The “premiere issue,” was released after a February 17 “launch party” at the Roxy in Boston, Massachusetts, which, according to a report by Tara Lynch for the April 14, 2005, edition of The Fairfield Mirror, Fairfield University’s student newspaper, “was shut down by the Boston Police Department after reports of underage drinking.” The cover of the magazine featured one nude young woman intimately touching another young lady who, although she did have a tank top on, had her jeans unzipped and pulled down to accommodate the other young woman’s hand.
"Our magazine is porn," said the co-founder and editor-in-chief of Boink, Alecia Oleyourryk, as reported by Trop. "It's meant to arouse, it's meant to excite."

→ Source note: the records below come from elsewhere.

PR #656, opened 2024-10-29
Remove text color from the term description block

### LINKED ISSUE #655: Term description has too low color contrast on some style variations
**Description**

In theme.json, the term description block is set to use accent color four. 
The block is not styled anywhere else in any style variation or preset.

Accent color four has too low contrast when it is used for the text color on top of the background color in some section styles:
1. Default, section style 4 and 5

Oleyourryk’s founding partner is Chris Anderson and, according to Lynch’s report, “the idea for Boink was born when Anderson, 38, who had done photography work for H- Bomb [Harvard’s contribution to the world of sexually explicit magazines], pitched the idea to 21-year-old Oleyourryk, who had modeled for him in the past.” Although inspired by H-Bomb, Oleyourryk finds the Harvard magazine’s photos to be of a more “artistic” nature.
"Of course, there were many changes we had in mind when beginning Boink, and the magazine flourished from them," Oleyourryk said, as quoted by Lynch. "Namely, making it more about masturbation material, porn, something to get people off, full frontal nudity, etc."
In addition to the growing number of student published explicit magazines, many school newspapers are becoming much more accepting of coarse language and sexually themed materials. The Cornell Daily Sun, for example, runs a regular column, by Heather Grantham, under the title of Cornellingus. Judging from the sex and alcohol celebrating content of the April 26, 2005, column - which includes “a brief ode to Spring: Hurray! Hurray! The first of May! Outdoor f---ing begins today!” - I doubt that the similarity between Cornellingus and another word that refers to oral sex is purely coincidental.
With college campuses throughout the country in recent years hosting sex festivals and fairs, allowing the publishing of explicit magazines, and hosting the exhibition of pornographic films both inside and outside of the classroom, it is no wonder that pornographers attempt - often successfully - to recruit students for their films.
According to an April 20, 2005, Michigan Daily report, University of Michigan Dean of Students Eklund and Housing Director Carole Henry sent out e-mail warnings to students against participating in the filming of pornography on University property upon receiving information that “a gay pornography production company is allegedly operating out of Ann Arbor,” attempting to recruit students for pornographic pictures and films via a “College Campus Invasion Tour.”
Last autumn, at the University of California at Chico, student members of a fraternity, according to an April 16, 2005, report by Sacramento Bee staff writer Phillip Reese, “participated in a hard-core pornography film.” A Chico News and Review report from March 31, 2005, said that fraternity members “entered into an agreement for use of the house for the video shoot” with the pornography producing company Shane’s World, responsible for the successful College Invasion video series.
According to a published April 20, 2005, opinion piece in The Orion, a University of California at Chico publication, the film, College Invasion 6, included what Orion sports editor Travis Souders referred to as a group of “professional sex objects.“ Souders went on to describe, in graphic detail, some of the sexual encounters that took place between students and professionals. The Chico News and Review described a trailer for the film as showing “several college students engaged in unprotected sexual intercourse and oral sex with porn stars.”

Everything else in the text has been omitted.